Lily of the valley (Convallaria majalis) is not a true lily; It actually belongs to the asparagus family, although its foliage is reminiscent of lilies. Medium green leaves, about 5 to 10 inches long and 1 to 3 inches wide, arching from the center of a clump. Dainty, fragrant, white flowers rise on long stalks from clusters of leaves in spring, and orange-red berries appear later in fall when different cultivars are planted for cross-pollination. Don’t be fooled by the delicate appearance of the bell-shaped flowers of the lily of the valley. This is a hardy ground cover that will gradually but persistently spread to form dense colonies.
Lily of the valley can be planted by root divisions, potted plants, or seeds in the fall, although spring planting is also acceptable. It is considered invasive in much of the Midwest and Northeast, where planting may be strongly discouraged or even banned. Be aware that lily of the valley is toxic to humans, as well as dogs, cats and horses.2 It contains glycosides and saponins that can cause heart problems and indigestion if large amounts are eaten. The consumption of the berries by children is the most common cause of poisoning, deaths are possible.
Lily of the valley care
Lily of the valley will grow vigorously in almost any location with some shade. In fact, gardeners often use it under trees where many other plants don’t grow because of the shade. Plant the rhizomes about 6 inches apart, with the growth buds buried about 1/2 inch deep.
This plant needs little attention to thrive once established. It is a long-lived plant that does not suffer from serious pest or disease problems. Plan to water during dry periods. Even when flowering has shrunk on older plants, it is beneficial to dig up and divide them to refresh their growth.
Plant lilies of the valley in partial sun to full shade. Direct morning sun is fine, but the plant needs protection from the harsh afternoon sun. And if you live in a warmer part of the growing zones, full shade is best.
Lily of the valley prefers organically rich soil with good drainage.
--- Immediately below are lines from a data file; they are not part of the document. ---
Issue #16754, opened 2024-11-13
Introduce `ModelEntryChangeTracker` utility component


micieslak:
## Description

Some `NIM` models expose `itemChanged` signal, e.g.:
```
proc itemChanged(self: Model, pubKey: string) {.signal.}
```
in `user_model`. Then UI can track changes by listening to that signal. However this solution is specific to particular model - needs to be implemented manually per model. Additionally, the signal becomes unavailable to proxy models in the chain, making it unhandy on the UI side.

The solution is to provide such functionality but in a way not specific to any particular model. It can be done as a reusable component providing `itemChanged` when change on a given item needs to be detected.

Then custom `itemChanged` can be removed from the NIM side.

This is needed to proceed with https://github.com/status-im/status-desktop/pull/16667

PR #16667, opened 2024-10-30
Refactor contacts models to have a single model, remove useless properties and improve updating

jrainville:
### What does the PR do

Fixes #16549
Fixes #14964
Fixes #14966

This PR is in three parts. I recommend revieing per commit.

1. Refactors the 5 types of contact models (all, mutuals, banned, received and sent) into only the `allContacts` and use an Adaptor on the QML side to filter into the needed models.
This cleans the Nim side a lot and makes applying updates to the contacts' model way simpler.
2. Remove useless and duplicated contact properties
OptionalName and isSyncing were never used.
DefaultDisplayName was not really used and is actually a duplication of preferredDisplayName, so I replaced the limited usages of DefaultDisplayName by preferredDisplayName
3. Improve contact updates by not removing and re-adding
We used to update contact items by removing them from the models and re-adding them. This is highly inefficient.
Instead, the proper way is to update only the values that changed.

### Affected areas

Contacts models, so the contacts settings, but also the profile popups and context menus

### Architecture compliance

- [x] I am familiar with the application architecture and agreed good practices.
My PR is consistent with this document: [Status Desktop Architecture Guide](https://github.com/status-im/status-desktop/blob/master/CONTRIBUTING.md)

### Screenshot of functionality (including design for comparison)

[contacts-updates.webm](https://github.com/user-attachments/assets/68a544bf-5b23-4593-aec3-869344238127)

* in the video, the image doesn't update correctly, I fixed it after by changing the use of `icon` to `thumbnailImage`. This is something we should refactor, but it seemed too risky for too little payoff. Basically, `icon` and `thumbnailImage` are both the same thing.

### Impact on end user

No direct impact. The memory usage should be a little lower and the performance a little better when contacts get updated

### How to test

- Test updating contacts, banning them, adding them, sending requests and while doing all those, check the contact lists, the profile, the context menus.

### Risk 

Tick **one**:
- [ ] Low risk: 2 devs MUST perform testing as specified above and attach their results as comments to this PR **before** merging.
- [x] High risk: QA team MUST perform additional testing in the specified affected areas **before** merging.

Worst case, some properties don't update until a reboot.

PR #16758, opened 2024-11-13
`ModelEntryChangeTracker` introduced, removed dependency on contact model's `onItemChanged`

micieslak:
### What does the PR do

- `ModelUtils`: optimize `indexOf` by moving implementation to C++
- `ModelUtils`: expose method `persistentIndex` giving possibility to obtain persistent index in QML
- Removes dependency on contact model's `onItemChanged`, unblocking https://github.com/status-im/status-desktop/pull/16667
- Fixes problems with updating activity view delegates after updating contact details (e.g. setting nickname)

Closes: #16754 

### Affected areas
`ModelUtils`, `ActivityNotificationMessage` with subclasses

### Architecture compliance

### DIFF
--- a/ui/app/AppLayouts/Chat/stores/RootStore.qml
+++ b/ui/app/AppLayouts/Chat/stores/RootStore.qml
@@ -677,29 +677,7 @@ QtObject {
 
         //Update oneToOneChatContact when the contact is updated
         readonly property var myContactsModelConnection: Connections {
-            target: root.contactsStore.myContactsModel ?? null
-            enabled: d.activeChatType === Constants.chatType.oneToOne
-
-            function onItemChanged(pubKey) {
-                if (pubKey === d.activeChatId) {
-                    d.oneToOneChatContact = Utils.getContactDetailsAsJson(pubKey, false)
-                }
-            }
-        }
-
-        readonly property var receivedContactsReqModelConnection: Connections {
-            target: root.contactsStore.receivedContactRequestsModel ?? null
-            enabled: d.activeChatType === Constants.chatType.oneToOne
-
-            function onItemChanged(pubKey) {
-                if (pubKey === d.activeChatId) {
-                    d.oneToOneChatContact = Utils.getContactDetailsAsJson(pubKey, false)
-                }
-            }
-        }
-
-        readonly property var sentContactReqModelConnection: Connections {
-            target: root.contactsStore.sentContactRequestsModel ?? null
+            target: root.contactsStore.contactsModel ?? null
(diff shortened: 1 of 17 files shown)


ui/app/AppLayouts/Chat/stores/RootStore.qml
```diff
@@ -675,38 +675,12 @@ QtObject {
                                                                                                     d.oneToOneChatContact.displayName,
                                                                                                     d.oneToOneChatContact.alias) : ""
 
-        //Update oneToOneChatContact when the contact is updated
-        readonly property var myContactsModelConnection: Connections {
-            target: root.contactsStore.myContactsModel ?? null
-            enabled: d.activeChatType === Constants.chatType.oneToOne
+        StatusQUtils.ModelEntryChangeTracker {
```
alexjba, line 678: I'm wondering if we need the `ModelEntryChangeTracker`. In this case we can use something like this:
```
property ContactDetails oneToOneChatContact: ContactDetails {
        publicKey: d.activeChatId
}
```

Have you found other usages as well?

If this is the only usage, I'd advise against `ModelEntryChangeTracker` usage. The complete solution should be coming from the `ContactDetails` component.

micieslak: There are two usages right now: `Chat/RootStore` and `ActivityNotificationMessage`.

I fully agree it's not a final solution. Right now it's the least invasive method to unblock https://github.com/status-im/status-desktop/pull/16667 which is providing significant simplifications related to contacts models. In the next step we will remove `ModelEntryChangeTracker` which is only temporary replacement for nim's model `onItemChanged` signal, releasing dependency on that custom feature of backend's model. The target is to use `ContactDetails` or join models at early stage to provide all necessary details via models.

Regarding the `ContactDetails` in this particular context I see also some other problems we should consider:
- `ContactDetails` depends on `ProfileStore` so it would introduce unnecessary dependency to this `RootStore` even though its totally not needed here
- `ContactDetails` should not be used in store as it's breaking contract that stores are just a thin layer over backend's functionality

alexjba: Totally agree! Glad it's another step forward and not the final solution 😄 
`ContactDetails` dependencies should be simplified as well at some point if we can extract the user profile from the model and we don't need the profileStore anymore.

Ideally it would work only with a model. The purpose of the component is just to provide some default values on top of `ModelEntry`.

alexjba (approved):

caybro (approved):
LGTM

But it can grow in a range of soil types, including clay soil. It likes an acidic to neutral soil pH, but also tolerates slightly alkaline soils.
This plant prefers consistently moist but not soggy soil. Water whenever the soil begins to dry out due to lack of rain and/or hot weather. Too dry soil hinders the growth and flowering of the plant.
temperature and humidity
Lily of the valley prefers mild conditions with average humidity. Temperatures between 60 and 70 degrees Fahrenheit are best. The plant does not do well in dry, hot climates. And even in mild climates, it could die off during the hottest summer months. This usually won’t kill the plant; it generally returns the following spring.
Lily of the valley does not usually need fertilizer unless you have poor soil. If your soil is lacking in nutrients, you can add a slow-release granular fertilizer in the spring. Follow product label directions for amount to use.